== Goal of the exercise ==
Nothing in the records below may change; print them all exactly.

Records from a data collection
PR #745, opened 2023-01-21
Make org name migration more robust

stehessel:
## Description
This makes the org name migration more robust, in particular when run in dev environments.

* Don't try to parse ocm files if mock is enabled.
* Check for presence of column before attempting to create/delete it, to make the migration idempotent if an error occurs.
* Only build ocm client if records actually need to be migrated.

- [ ] ~CI and all relevant tests are passing~

## Test manual

Error scenarios that might occur during migrations, like missing credentials.

### DIFF
--- a/internal/dinosaur/pkg/migrations/202212150000_add_organisation_name.go
+++ b/internal/dinosaur/pkg/migrations/202212150000_add_organisation_name.go
@@ -11,18 +11,17 @@ import (
 )
 
 func newAMSClient(ocmConfig *ocm.OCMConfig) (ocm.Client, error) {
-	err := ocmConfig.ReadFiles()
-	if err != nil {
+	if ocmConfig.EnableMock {
+		return nil, nil
+	}
+	if err := ocmConfig.ReadFiles(); err != nil {
 		return nil, errors.Wrap(err, "reading OCM config files")
 	}
-	if !ocmConfig.EnableMock {
-		conn, _, err := ocm.NewOCMConnection(ocmConfig, ocmConfig.AmsURL)
-		if err != nil {
-			return nil, errors.Wrap(err, "creating OCM connection")
-		}
-		return ocm.NewClient(conn), nil
+	conn, _, err := ocm.NewOCMConnection(ocmConfig, ocmConfig.AmsURL)
+	if err != nil {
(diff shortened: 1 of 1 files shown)


internal/dinosaur/pkg/migrations/202212150000_add_organisation_name.go
```diff
@@ -80,16 +79,14 @@ func addOrganisationNameToCentralRequest(ocmConfig *ocm.OCMConfig) *gormigrate.M
...
 		ID: id,
 		Migrate: func(tx *gorm.DB) error {
-			if err := tx.Migrator().AddColumn(&CentralRequest{}, "OrganisationName"); err != nil {
-				return errors.Wrapf(err, "adding column OrganisationName in migration %s", id)
-			}
-
-			amsClient, err := newAMSClient(ocmConfig)
-			if err != nil {
-				return errors.Wrapf(err, "creating AMS client in migration %s", id)
+			if !tx.Migrator().HasColumn(&CentralRequest{}, colName) {
```
SimonBaeumer, line 86: I searched too long for this method on Friday afternoon 🤦

internal/dinosaur/pkg/migrations/202212150000_add_organisation_name.go
```diff
@@ -119,8 +125,10 @@ func addOrganisationNameToCentralRequest(ocmConfig *ocm.OCMConfig) *gormigrate.M
 			return nil
 		},
 		Rollback: func(tx *gorm.DB) error {
-			if err := tx.Migrator().DropColumn(&CentralRequest{}, "OrganisationName"); err != nil {
-				return errors.Wrapf(err, "rolling back column OrganisationName in migration %s", id)
+			if tx.Migrator().HasColumn(&CentralRequest{}, colName) {
```
SimonBaeumer, line 128: Should we delete the drop column altogether as it is never applied?

SimonBaeumer (approved):

internal/dinosaur/pkg/migrations/202212150000_add_organisation_name.go
stehessel: It would be applied when one calls `fleet-manager migrate rollback-{all,last}` and the column in still in the schema.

== Result ==
PR #745, opened 2023-01-21
Make org name migration more robust

stehessel:
## Description
This makes the org name migration more robust, in particular when run in dev environments.

* Don't try to parse ocm files if mock is enabled.
* Check for presence of column before attempting to create/delete it, to make the migration idempotent if an error occurs.
* Only build ocm client if records actually need to be migrated.

- [ ] ~CI and all relevant tests are passing~

## Test manual

Error scenarios that might occur during migrations, like missing credentials.

### DIFF
--- a/internal/dinosaur/pkg/migrations/202212150000_add_organisation_name.go
+++ b/internal/dinosaur/pkg/migrations/202212150000_add_organisation_name.go
@@ -11,18 +11,17 @@ import (
 )
 
 func newAMSClient(ocmConfig *ocm.OCMConfig) (ocm.Client, error) {
-	err := ocmConfig.ReadFiles()
-	if err != nil {
+	if ocmConfig.EnableMock {
+		return nil, nil
+	}
+	if err := ocmConfig.ReadFiles(); err != nil {
 		return nil, errors.Wrap(err, "reading OCM config files")
 	}
-	if !ocmConfig.EnableMock {
-		conn, _, err := ocm.NewOCMConnection(ocmConfig, ocmConfig.AmsURL)
-		if err != nil {
-			return nil, errors.Wrap(err, "creating OCM connection")
-		}
-		return ocm.NewClient(conn), nil
+	conn, _, err := ocm.NewOCMConnection(ocmConfig, ocmConfig.AmsURL)
+	if err != nil {
(diff shortened: 1 of 1 files shown)


internal/dinosaur/pkg/migrations/202212150000_add_organisation_name.go
```diff
@@ -80,16 +79,14 @@ func addOrganisationNameToCentralRequest(ocmConfig *ocm.OCMConfig) *gormigrate.M
...
 		ID: id,
 		Migrate: func(tx *gorm.DB) error {
-			if err := tx.Migrator().AddColumn(&CentralRequest{}, "OrganisationName"); err != nil {
-				return errors.Wrapf(err, "adding column OrganisationName in migration %s", id)
-			}
-
-			amsClient, err := newAMSClient(ocmConfig)
-			if err != nil {
-				return errors.Wrapf(err, "creating AMS client in migration %s", id)
+			if !tx.Migrator().HasColumn(&CentralRequest{}, colName) {
```
SimonBaeumer, line 86: I searched too long for this method on Friday afternoon 🤦

internal/dinosaur/pkg/migrations/202212150000_add_organisation_name.go
```diff
@@ -119,8 +125,10 @@ func addOrganisationNameToCentralRequest(ocmConfig *ocm.OCMConfig) *gormigrate.M
 			return nil
 		},
 		Rollback: func(tx *gorm.DB) error {
-			if err := tx.Migrator().DropColumn(&CentralRequest{}, "OrganisationName"); err != nil {
-				return errors.Wrapf(err, "rolling back column OrganisationName in migration %s", id)
+			if tx.Migrator().HasColumn(&CentralRequest{}, colName) {
```
SimonBaeumer, line 128: Should we delete the drop column altogether as it is never applied?

SimonBaeumer (approved):

internal/dinosaur/pkg/migrations/202212150000_add_organisation_name.go
stehessel: It would be applied when one calls `fleet-manager migrate rollback-{all,last}` and the column in still in the schema.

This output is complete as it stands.